News from the
Committee on Education and the Workforce
John Boehner, Chairman

FOR IMMEDIATE RELEASE
April 20, 2004

CONTACTS: Kevin Smith or 
Dave Schnittger 
Telephone: (202) 225-4527

Committee Republicans Announce Hearing to Evaluate the Impact of Final Overtime Rule on Workers & Employers

WASHINGTON, D.C. – House Workforce Committee Republicans today announced the Committee will hold a hearing on April 28, with Labor Secretary Elaine Chao scheduled to testify, to evaluate the Labor Department’s final regulation on overtime pay and its impact on workers and employers. The Department’s economic analysis indicates that few, if any, workers making less than $100,000 per year will be adversely affected by the final regulation. The Department estimates that the only workers who will likely be affected are those making more than $100,000 annually, whose white-collar job responsibilities qualify them as exempt from overtime. According to the Department, no more than 107,000 workers nationwide fall into this highly-compensated category.

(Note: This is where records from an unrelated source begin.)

PR #314, opened 2018-09-06
SiteAccess: Make VirtualHostMonster support IPv6

lukenowak:
from https://bugs.launchpad.net/zope2/+bug/699865 :

VirtualHostMonster does not work with IPv6 named hosts.

In case of such rewrite configuration:

RewriteRule (.*) http://10.0.243.129:9280/VirtualHostBase/https/[%{SERVER_ADDR}]:4080$1 [L,P]

When SERVER_ADDR is fd00::74ba VirtualHostMonster dies with:

  File "/eggs/Zope2-2.12.14-py2.6-linux-x86_64.egg/ZPublisher/BeforeTraverse.py", line 145, in __call__
    meth(*(container, request, None)[:args])
  File "/eggs/Zope2-2.12.14-py2.6-linux-x86_64.egg/Products/SiteAccess/VirtualHostMonster.py", line 154, in __call__
    host, port = host.split(':')
ValueError: too many values to unpack

This is because IPv6 addresses contain ":" in them.

### DIFF
--- a/src/Products/SiteAccess/VirtualHostMonster.py
+++ b/src/Products/SiteAccess/VirtualHostMonster.py
@@ -14,6 +14,7 @@ from ZPublisher.BeforeTraverse import queryBeforeTraverse
 from ZPublisher.BeforeTraverse import registerBeforeTraverse
 from ZPublisher.BeforeTraverse import unregisterBeforeTraverse
 from ZPublisher.BaseRequest import quote
+from ZPublisher.HTTPRequest import splitport
 from zExceptions import BadRequest
 
 
@@ -147,16 +148,7 @@ class VirtualHostMonster(Persistent, Item, Implicit):
                 stack.pop()
                 protocol = stack.pop()
                 host = stack.pop()
-                if ':' in host:
-                    if host.startswith('['):
-                        # IPv6 address passed
-                        host, port = host.rsplit(':', 1)
-                    else:
-                        # Name or IPv4 address passed
-                        host, port = host.split(':')
-                    request.setServerURL(protocol, host, port)
-                else:
-                    request.setServerURL(protocol, host)
+                request.setServerURL(protocol, *splitport(host))
                 path = list(stack)
 
             # Find and convert VirtualHostRoot directive
--- a/src/Products/SiteAccess/VirtualHostMonster.py
+++ b/src/Products/SiteAccess/VirtualHostMonster.py
@@ -148,7 +148,12 @@ class VirtualHostMonster(Persistent, Item, Implicit):
                 protocol = stack.pop()
                 host = stack.pop()
                 if ':' in host:
-                    host, port = host.split(':')
+                    if host.startswith('['):
+                        # IPv6 address passed
+                        host, port = host.rsplit(':', 1)
+                    else:
+                        # Name or IPv4 address passed
+                        host, port = host.split(':')
                     request.setServerURL(protocol, host, port)
                 else:
                     request.setServerURL(protocol, host)
--- a/src/Products/SiteAccess/tests/testVirtualHostMonster.py
+++ b/src/Products/SiteAccess/tests/testVirtualHostMonster.py
@@ -169,6 +169,12 @@ class VHMPort(unittest.TestCase):
       self.assertEqual(self.app.REQUEST['ACTUAL_URL'],
                            'http://www.mysite.com/folder/')
 
+    def testIPv4Noport(self):
+      ob = self.traverse('/VirtualHostBase/http/www.mysite.com'
+                           '/folder/')
+      self.assertEqual(self.app.REQUEST['ACTUAL_URL'],
+                           'http://www.mysite.com/folder/')
+
     def testPassedPortIPv4(self):
       ob = self.traverse('/VirtualHostBase/http/www.mysite.com:81'
                            '/folder/')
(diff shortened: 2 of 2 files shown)


jmuchemb:
Thanks. But for us, we want to have it in Zope 2.13, right ?

lukenowak:
@jmuchemb shall I use different destination branch?

leorochael:
Hi Luke,

Thanks for reporting the issue and providing the patch.

It seems to me that the code might fail when an IPv6 host is passed, but not a port. Eg:

 - `/VirtualHostBase/http/[::1]/folder/`

The `host.rsplit(':', 1)` looks like it's going to cut inside the IPv6 address in this case.

My take is that the code should do `host.rsplit(':', 1)` regardless of whether an IPv6 address is passed or not.

If we want to make the port mandatory in the VHM URL, then the `if ':' in host` becomes redundant, but then this change can't be made into the 2.13 branch as it's breaking compatibility.

On the other hand, if we keep the port optional, then we must somehow check for the presence of the `:` only in the part of the string after the IPv6 URL. I.e., `if host.startswith('[')` then locate the next ']` and look for the `:` after that.

src/Products/SiteAccess/tests/testVirtualHostMonster.py
```diff
@@ -139,6 +139,48 @@ def test(self, vaddr=vaddr, vr=vr, _vh=_vh, p=p, ubase=ubase):
...
+        self.app.folder.manage_addDTMLMethod('doc', '')
+        self.app.REQUEST.set('PARENTS', [self.app])
+        self.traverse = self.app.REQUEST.traverse
+
+    def tearDown(self):
+        import transaction
+        transaction.abort()
+        self.app._p_jar.close()
+
+    def testPassedPort(self):
```
tseaver: Can you add `IPV4` to the name here, for parity / explicitness?

src/Products/SiteAccess/tests/testVirtualHostMonster.py
```diff
@@ -139,6 +139,48 @@ def test(self, vaddr=vaddr, vr=vr, _vh=_vh, p=p, ubase=ubase):
...
+      ob = self.traverse('/VirtualHostBase/http/www.mysite.com:81'
+                           '/folder/')
+      self.assertEqual(self.app.REQUEST['ACTUAL_URL'],
+                           'http://www.mysite.com:81/folder/')
```
tseaver: We also need a test for IPV4 without a port.

tseaver:
@jmuchemb Doing the work on `master` first makes sense:  we can then backport to `2.13`.

src/Products/SiteAccess/tests/testVirtualHostMonster.py
lukenowak: Done.

src/Products/SiteAccess/tests/testVirtualHostMonster.py
lukenowak: Done.

lukenowak:
@leorochael in 71f0c96b79962670ce96f362b7fa4bd328567534 I hope I covered your comments and those tests are passing. Is that it, or I missed the problem?

src/Products/SiteAccess/tests/testVirtualHostMonster.py
```diff
@@ -139,6 +139,66 @@ def test(self, vaddr=vaddr, vr=vr, _vh=_vh, p=p, ubase=ubase):
...
+
+    def testIPv6(self):
+        ob = self.traverse('/VirtualHostBase/http/[::1]:80'
+                           '/folder/')
+        self.assertEqual(self.app.REQUEST['ACTUAL_URL'],
+                           'http://[::1]/folder/')
+
+    def testIPv6Noport(self):
```
leorochael: nitpick: capitalyze `Port`, as in `testIPv6NoPort()`

src/Products/SiteAccess/VirtualHostMonster.py
```diff
@@ -148,7 +148,12 @@ def __call__(self, client, request, response=None):
                 protocol = stack.pop()
                 host = stack.pop()
                 if ':' in host:
-                    host, port = host.split(':')
+                    if host.startswith('['):
+                        # IPv6 address passed
+                        host, port = host.rsplit(':', 1)
```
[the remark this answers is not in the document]
jmuchemb: You're right about the IPv6-no-port scenario. It's too ugly to keep code that does not split correctly, even if the current implementation of `setServerURL` rectifies things.

However, I find overkill to use a regex.

I suugest:
```py
                host = stack.pop()
                if host.endswith(']'):
                    # IPv6 without port
                    request.setServerURL(protocol, host)
                else:
                    request.setServerURL(protocol, *host.rsplit(':', 1))
```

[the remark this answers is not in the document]
leorochael: Indeed the suggested regex is a little more complex. The intention is to always parse all parts in a single `match()` call, instead of needing one or two extra conditionals.

I don't mind reusing the deprecated `splitport()` if imported via `ZPublisher.HTTPRequest` as sugested by @jerome-nexedi.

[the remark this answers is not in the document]
leorochael: I'm also OK with @jmuchemb's suggestion, BTW.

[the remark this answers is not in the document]
lukenowak: With `splitport` the implementation simplifies a lot, see https://github.com/zopefoundation/Zope/pull/314/commits/e6b0e76b1d276b108c82ba9cfbaadd86774801f5.

jmuchemb:
> @jmuchemb Doing the work on `master` first makes sense: we can then backport to `2.13`.

@icemac Now that's merged, we'd like a new release of 2.13 with this change. However, I'm not used to the procedure for this repository. I anyway don't have rights for pypi.

tseaver:
@jmuchemb We cannot make a 2.13 release from the `master` branch:  it has moved on to 4.x.  We need a PR which backports the changes to the `2.13` branch.

jmuchemb:
> We cannot make a 2.13 release from the master branch

Sure.

But a PR for a `cherry-pick -x` without conflict looks too much for me.

icemac:
@jmuchemb See #314 for the Port to Zope 2.13.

The Department’s final rule protects the overtime rights of blue-collar workers, union workers, nurses, veterans, firefighters, policemen and similar public safety workers, and responds to concerns raised with earlier proposed regulations during the comment period by clarifying that the overtime rights of these workers are not affected under the final rule. Committee Republicans commended the Department for its willingness to listen and make adjustments to the final regulation to give new overtime pay rights to millions of low-income workers.

“I’m pleased that the Department has listened to public comments and taken into account those concerns in updating its final regulation,” said Education & the Workforce Committee Chairman John Boehner (R-OH). “I look forward to reviewing the proposal in depth and hearing more specifics from Secretary Chao at our Committee hearing next week.”

After reviewing more than 75,000 public comments on draft regulations proposed in March 2003, the Labor Department today announced an updated final regulation that is intended to simplify and modernize decades-old regulations addressing overtime exemptions for certain employees, including low-income workers that are unfairly denied overtime pay under current law. Current rules allow a worker earning as little as $8,060 to qualify as a ‘white collar’ employee, therefore preventing the worker from receiving overtime pay. The overtime regulations under the Fair Labor Standards Act have not been substantially changed in 54 years.

“Today’s overtime regulations are complex, confusing, and often lead to needless litigation, so the Department should be commended for its efforts to modernize these outdate regulations and provide new overtime protections and greater overtime pay to working Americans,” added Boehner.

Under the regulations issued today by the Department, which are scheduled to go into effect at the end of the summer, any worker making less than $23,660 annually will automatically become entitled to overtime pay. According to the Department’s analysis, the final regulation will extend new overtime rights to an estimated 1.3 million workers, and strengthens existing overtime protections for 5.4 million working Americans.

“These outdated regulations are so complex that it is next to impossible for workers to know whether they are entitled to overtime, for employers to know how to pay their employees, and for DOL to enforce these workplace protections,” said Workforce Protections Subcommittee Chairman Charlie Norwood (R-GA). “I am pleased that the Department’s proposal will provide additional protections to low-income workers and ensure that they are entitled to overtime pay, and I look forward to hearing more about the Department’s new proposal at our upcoming Committee hearing.”